Task objective:
Transcribe word for word the lines spanning the line with "# Registry Loading #" through the end of the records.

Collected data entries:

※ ※ ※

PR #1841, opened 2020-05-28
some perf improvements

KristofferC:
Benchmark is `@btime Pkg.add("DifferentialEquations")` in the Pkg project.

Before: `215.759 ms (2557554 allocations: 189.00 MiB)`
After: `180.268 ms (1958939 allocations: 152.31 MiB)`

### DIFF
--- a/src/Operations.jl
+++ b/src/Operations.jl
@@ -148,8 +148,6 @@ end
 ####################
 # Registry Loading #
 ####################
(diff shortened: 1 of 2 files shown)


KristofferC:
Added another commit taking it down to

```
  156.459 ms (1706811 allocations: 147.01 MiB)
```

※ ※ ※

Solved problem:
 # Registry Loading #
 ####################
(diff shortened: 1 of 2 files shown)


KristofferC:
Added another commit taking it down to

```
  156.459 ms (1706811 allocations: 147.01 MiB)
```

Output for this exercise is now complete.